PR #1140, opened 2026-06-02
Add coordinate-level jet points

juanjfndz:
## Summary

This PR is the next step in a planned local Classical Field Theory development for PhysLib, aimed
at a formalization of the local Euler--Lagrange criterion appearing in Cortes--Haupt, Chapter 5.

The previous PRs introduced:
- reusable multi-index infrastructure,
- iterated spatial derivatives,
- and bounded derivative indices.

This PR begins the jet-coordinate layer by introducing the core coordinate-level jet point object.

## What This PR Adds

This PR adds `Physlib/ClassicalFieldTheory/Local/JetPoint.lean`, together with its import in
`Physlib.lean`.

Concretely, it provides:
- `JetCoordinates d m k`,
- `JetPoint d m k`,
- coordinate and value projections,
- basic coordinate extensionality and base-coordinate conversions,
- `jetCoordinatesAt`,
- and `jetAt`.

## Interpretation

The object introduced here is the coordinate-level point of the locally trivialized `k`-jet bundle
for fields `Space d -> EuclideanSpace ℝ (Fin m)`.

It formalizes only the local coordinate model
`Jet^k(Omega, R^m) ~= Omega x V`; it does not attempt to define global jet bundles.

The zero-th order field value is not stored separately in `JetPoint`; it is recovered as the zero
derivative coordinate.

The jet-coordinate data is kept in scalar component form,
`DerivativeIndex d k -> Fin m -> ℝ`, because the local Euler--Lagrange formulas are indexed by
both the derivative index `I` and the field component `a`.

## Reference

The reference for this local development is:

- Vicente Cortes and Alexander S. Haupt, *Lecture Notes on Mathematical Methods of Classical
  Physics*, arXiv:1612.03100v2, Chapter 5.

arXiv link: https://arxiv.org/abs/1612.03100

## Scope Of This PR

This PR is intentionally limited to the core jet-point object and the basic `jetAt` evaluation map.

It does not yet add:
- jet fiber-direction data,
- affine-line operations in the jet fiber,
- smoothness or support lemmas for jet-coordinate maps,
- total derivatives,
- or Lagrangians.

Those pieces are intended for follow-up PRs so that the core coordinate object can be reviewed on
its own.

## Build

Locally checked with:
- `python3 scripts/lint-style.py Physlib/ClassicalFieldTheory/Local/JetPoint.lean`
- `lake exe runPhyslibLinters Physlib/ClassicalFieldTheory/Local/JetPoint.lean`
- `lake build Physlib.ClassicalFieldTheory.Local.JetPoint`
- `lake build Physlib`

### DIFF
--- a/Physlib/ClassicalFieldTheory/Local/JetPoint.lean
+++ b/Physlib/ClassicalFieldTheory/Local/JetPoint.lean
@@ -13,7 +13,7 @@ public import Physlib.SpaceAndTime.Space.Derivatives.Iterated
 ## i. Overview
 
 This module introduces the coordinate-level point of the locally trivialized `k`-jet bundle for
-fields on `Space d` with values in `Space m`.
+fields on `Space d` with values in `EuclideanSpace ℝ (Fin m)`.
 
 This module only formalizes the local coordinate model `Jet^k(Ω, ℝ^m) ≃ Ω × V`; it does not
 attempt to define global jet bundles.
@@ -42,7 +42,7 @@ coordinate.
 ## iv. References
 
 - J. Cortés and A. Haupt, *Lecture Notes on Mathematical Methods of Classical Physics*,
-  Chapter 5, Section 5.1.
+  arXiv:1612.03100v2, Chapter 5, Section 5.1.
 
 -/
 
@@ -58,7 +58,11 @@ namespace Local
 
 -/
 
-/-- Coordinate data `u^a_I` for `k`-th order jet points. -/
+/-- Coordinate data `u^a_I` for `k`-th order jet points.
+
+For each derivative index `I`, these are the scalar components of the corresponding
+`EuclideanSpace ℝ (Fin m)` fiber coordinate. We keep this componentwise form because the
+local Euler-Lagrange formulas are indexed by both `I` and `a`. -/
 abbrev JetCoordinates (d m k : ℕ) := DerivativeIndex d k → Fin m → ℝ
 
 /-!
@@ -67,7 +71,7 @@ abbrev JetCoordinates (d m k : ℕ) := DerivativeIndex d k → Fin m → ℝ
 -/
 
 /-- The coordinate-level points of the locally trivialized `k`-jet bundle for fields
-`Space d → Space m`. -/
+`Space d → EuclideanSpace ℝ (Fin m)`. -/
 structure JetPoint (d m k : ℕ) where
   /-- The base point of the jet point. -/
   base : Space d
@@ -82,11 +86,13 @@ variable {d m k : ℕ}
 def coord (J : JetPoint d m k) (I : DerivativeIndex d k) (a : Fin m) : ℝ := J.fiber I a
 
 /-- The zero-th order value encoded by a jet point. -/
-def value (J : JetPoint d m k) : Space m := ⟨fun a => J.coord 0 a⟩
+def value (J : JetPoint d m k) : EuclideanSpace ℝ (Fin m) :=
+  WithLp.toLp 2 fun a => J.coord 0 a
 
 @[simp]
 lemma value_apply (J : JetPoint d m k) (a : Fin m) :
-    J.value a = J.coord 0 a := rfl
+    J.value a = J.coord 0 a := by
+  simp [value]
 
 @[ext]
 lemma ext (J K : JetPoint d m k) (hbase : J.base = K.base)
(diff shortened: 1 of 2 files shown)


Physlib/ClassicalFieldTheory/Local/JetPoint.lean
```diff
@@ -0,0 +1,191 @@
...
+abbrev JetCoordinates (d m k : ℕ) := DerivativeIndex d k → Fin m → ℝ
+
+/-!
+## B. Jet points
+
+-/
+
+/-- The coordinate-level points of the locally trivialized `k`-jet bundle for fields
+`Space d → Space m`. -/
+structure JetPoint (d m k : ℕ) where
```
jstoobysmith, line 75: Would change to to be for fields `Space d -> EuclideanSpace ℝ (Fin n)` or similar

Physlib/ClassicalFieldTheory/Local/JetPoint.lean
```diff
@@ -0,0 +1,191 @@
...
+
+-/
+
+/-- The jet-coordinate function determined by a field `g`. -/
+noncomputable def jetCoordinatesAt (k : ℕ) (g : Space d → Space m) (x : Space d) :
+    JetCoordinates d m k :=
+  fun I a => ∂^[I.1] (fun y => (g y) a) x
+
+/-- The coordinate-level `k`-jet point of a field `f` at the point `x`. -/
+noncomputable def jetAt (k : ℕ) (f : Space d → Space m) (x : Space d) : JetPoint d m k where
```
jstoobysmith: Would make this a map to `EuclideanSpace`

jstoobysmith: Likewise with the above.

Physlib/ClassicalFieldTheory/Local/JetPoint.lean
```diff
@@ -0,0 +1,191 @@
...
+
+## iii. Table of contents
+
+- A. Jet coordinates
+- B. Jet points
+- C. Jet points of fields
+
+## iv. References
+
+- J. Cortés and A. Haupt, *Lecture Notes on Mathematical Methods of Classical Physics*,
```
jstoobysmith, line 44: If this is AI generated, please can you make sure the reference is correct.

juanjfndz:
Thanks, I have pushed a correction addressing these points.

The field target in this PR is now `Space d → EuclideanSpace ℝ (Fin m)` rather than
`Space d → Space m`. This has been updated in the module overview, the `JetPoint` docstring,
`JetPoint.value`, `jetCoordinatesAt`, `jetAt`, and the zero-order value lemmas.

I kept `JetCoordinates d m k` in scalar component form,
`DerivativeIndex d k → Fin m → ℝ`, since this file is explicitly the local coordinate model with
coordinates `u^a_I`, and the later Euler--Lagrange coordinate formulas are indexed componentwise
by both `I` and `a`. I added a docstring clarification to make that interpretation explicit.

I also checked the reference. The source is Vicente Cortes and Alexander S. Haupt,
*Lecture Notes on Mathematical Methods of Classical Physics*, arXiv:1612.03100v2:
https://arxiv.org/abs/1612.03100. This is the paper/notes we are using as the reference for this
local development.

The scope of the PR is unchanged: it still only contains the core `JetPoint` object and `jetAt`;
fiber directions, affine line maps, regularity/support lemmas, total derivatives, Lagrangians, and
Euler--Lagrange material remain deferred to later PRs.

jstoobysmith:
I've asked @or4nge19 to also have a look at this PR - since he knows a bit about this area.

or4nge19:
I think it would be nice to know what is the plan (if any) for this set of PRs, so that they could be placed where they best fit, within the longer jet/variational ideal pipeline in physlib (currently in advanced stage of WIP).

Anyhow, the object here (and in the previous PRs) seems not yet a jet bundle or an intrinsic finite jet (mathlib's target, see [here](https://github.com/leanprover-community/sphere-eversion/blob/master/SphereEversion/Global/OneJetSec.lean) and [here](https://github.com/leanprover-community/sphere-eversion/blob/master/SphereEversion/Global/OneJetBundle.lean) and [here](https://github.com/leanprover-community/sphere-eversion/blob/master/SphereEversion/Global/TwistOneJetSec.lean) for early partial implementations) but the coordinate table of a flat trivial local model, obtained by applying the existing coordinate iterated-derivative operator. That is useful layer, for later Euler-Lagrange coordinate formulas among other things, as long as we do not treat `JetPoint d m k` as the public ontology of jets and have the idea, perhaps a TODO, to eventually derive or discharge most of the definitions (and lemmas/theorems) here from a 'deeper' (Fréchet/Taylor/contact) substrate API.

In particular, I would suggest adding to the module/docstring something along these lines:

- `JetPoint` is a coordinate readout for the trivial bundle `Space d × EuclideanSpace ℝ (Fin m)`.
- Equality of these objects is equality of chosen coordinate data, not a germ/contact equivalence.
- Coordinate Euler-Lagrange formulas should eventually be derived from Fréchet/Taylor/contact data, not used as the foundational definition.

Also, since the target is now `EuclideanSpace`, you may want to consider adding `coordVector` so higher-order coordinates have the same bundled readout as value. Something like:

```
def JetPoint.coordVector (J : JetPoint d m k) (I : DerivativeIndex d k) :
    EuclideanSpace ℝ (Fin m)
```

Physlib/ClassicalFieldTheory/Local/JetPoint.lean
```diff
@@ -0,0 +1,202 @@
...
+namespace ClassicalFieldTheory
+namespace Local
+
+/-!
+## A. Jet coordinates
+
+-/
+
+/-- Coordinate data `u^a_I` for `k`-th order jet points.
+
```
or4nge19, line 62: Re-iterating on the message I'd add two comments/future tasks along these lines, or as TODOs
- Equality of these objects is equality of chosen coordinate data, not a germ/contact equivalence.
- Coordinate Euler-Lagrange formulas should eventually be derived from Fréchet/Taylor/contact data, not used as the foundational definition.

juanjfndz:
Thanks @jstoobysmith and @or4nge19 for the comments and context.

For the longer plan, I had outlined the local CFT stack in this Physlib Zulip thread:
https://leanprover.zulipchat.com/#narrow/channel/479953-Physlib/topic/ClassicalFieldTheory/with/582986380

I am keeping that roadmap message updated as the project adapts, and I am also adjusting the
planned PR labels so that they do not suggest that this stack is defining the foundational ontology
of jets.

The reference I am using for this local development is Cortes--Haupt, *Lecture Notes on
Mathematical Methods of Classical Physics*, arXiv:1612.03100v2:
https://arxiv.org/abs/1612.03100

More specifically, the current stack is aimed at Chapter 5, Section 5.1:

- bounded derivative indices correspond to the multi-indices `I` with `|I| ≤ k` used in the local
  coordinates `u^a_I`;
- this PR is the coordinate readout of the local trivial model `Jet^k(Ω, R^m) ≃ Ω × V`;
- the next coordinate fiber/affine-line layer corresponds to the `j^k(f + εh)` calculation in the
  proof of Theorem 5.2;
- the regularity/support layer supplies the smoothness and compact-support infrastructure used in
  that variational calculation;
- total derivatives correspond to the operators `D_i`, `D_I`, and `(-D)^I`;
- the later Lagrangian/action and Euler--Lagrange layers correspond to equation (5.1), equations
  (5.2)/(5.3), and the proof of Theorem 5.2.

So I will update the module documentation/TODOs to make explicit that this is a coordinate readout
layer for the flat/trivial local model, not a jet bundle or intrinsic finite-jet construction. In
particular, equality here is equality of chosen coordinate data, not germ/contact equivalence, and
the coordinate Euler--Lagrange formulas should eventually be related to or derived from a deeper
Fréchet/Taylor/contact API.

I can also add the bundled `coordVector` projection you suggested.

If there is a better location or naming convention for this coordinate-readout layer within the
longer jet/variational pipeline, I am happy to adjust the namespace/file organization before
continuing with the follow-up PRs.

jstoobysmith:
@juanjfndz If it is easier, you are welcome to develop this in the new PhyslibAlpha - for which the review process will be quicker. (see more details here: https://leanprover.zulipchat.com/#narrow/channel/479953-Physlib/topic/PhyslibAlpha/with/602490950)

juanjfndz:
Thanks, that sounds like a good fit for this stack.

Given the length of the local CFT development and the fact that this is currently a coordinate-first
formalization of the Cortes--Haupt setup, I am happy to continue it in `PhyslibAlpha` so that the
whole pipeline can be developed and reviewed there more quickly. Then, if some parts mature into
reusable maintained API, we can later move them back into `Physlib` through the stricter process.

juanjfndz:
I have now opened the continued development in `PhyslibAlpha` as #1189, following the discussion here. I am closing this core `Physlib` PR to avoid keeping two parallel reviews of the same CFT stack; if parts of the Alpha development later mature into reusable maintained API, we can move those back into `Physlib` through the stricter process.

▸ **PROMPT**:
In the material above, find the line containing "-42,7 +42,7 @@ coordinate." and the line containing "-def value (J", then write out exactly those two lines and every line between them, and nothing more.

▸ **SOLUTION FOR THIS TASK**:
@@ -42,7 +42,7 @@ coordinate.
 ## iv. References
 
 - J. Cortés and A. Haupt, *Lecture Notes on Mathematical Methods of Classical Physics*,
-  Chapter 5, Section 5.1.
+  arXiv:1612.03100v2, Chapter 5, Section 5.1.
 
 -/
 
@@ -58,7 +58,11 @@ namespace Local
 
 -/
 
-/-- Coordinate data `u^a_I` for `k`-th order jet points. -/
+/-- Coordinate data `u^a_I` for `k`-th order jet points.
+
+For each derivative index `I`, these are the scalar components of the corresponding
+`EuclideanSpace ℝ (Fin m)` fiber coordinate. We keep this componentwise form because the
+local Euler-Lagrange formulas are indexed by both `I` and `a`. -/
 abbrev JetCoordinates (d m k : ℕ) := DerivativeIndex d k → Fin m → ℝ
 
 /-!
@@ -67,7 +71,7 @@ abbrev JetCoordinates (d m k : ℕ) := DerivativeIndex d k → Fin m → ℝ
 -/
 
 /-- The coordinate-level points of the locally trivialized `k`-jet bundle for fields
-`Space d → Space m`. -/
+`Space d → EuclideanSpace ℝ (Fin m)`. -/
 structure JetPoint (d m k : ℕ) where
   /-- The base point of the jet point. -/
   base : Space d
@@ -82,11 +86,13 @@ variable {d m k : ℕ}
 def coord (J : JetPoint d m k) (I : DerivativeIndex d k) (a : Fin m) : ℝ := J.fiber I a
 
 /-- The zero-th order value encoded by a jet point. -/
-def value (J : JetPoint d m k) : Space m := ⟨fun a => J.coord 0 a⟩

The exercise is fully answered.